このベズイミアニ火山は、1952年11月のカムチャツカ地震(M9.3)が引き金となって、3年後の1955年10月に1000年ぶりとなる噴火を起こしており、近年(2010年2月、2017年12月、2019年3月、2020年10月)も活発な火山活動が続いています。

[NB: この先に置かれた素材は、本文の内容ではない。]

PR #469, opened 2016-05-04
Split registered address into three fields

TheDoubleK:
Completes this story: https://www.pivotaltracker.com/story/show/118180095

Depends on updated content being merged:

地球の内部で何らかの動きが出ていることは明らかです。

さいごに

これから最も注意が必要なのは、南海トラフ地震、相模トラフ地震そして富士山の噴火です。過去を振り返ると、地震の周期性・連動性や大地震と富士山の噴火の関連性がよくわかります。

     1703/12/31 元禄地震
     1707/10/28 宝永地震
     1707/12/16 富士山噴火(宝永大噴火)*49日後

     1854/12/23 安政東海地震
     1854/12/24 安政南海地震 *32時間後

     1923/9/1 大正関東地震(関東大震災)
     1944/12/7 昭和東南海地震
     1946/12/21 昭和南海地震 *2年後

以下に、過去の大地震と富士山の噴火をまとめましたので、ご参照ください。(※直近の年数は2021年まで

参考までに、過去の大地震と満月・新月のサイクルを調べました。

1703/12/31 元禄地震 ・・・・・ 1704/1/7の新月の7日前

1707/10/28 宝永地震 ・・・・・ 1707/10/25の新月から3日後

1854/12/23 安政東海地震 ・・・ 1854/12/19の新月から4日後

1854/12/24 安政南海地震 ・・・ 1854/12/19の新月から5日後

1923/9/1 関東大震災 ・・・・ 1923/8/26の満月から6日後

1944/12/7 昭和東南海地震 ・・ 1944/11/30の満月から7日後

1946/12/21 昭和南海地震 ・・・ 1946/12/23の新月の2日前

大地震はいつ起きるかわからないだけに、常日頃から万が一のことを想定して災害に備えておく必要があります。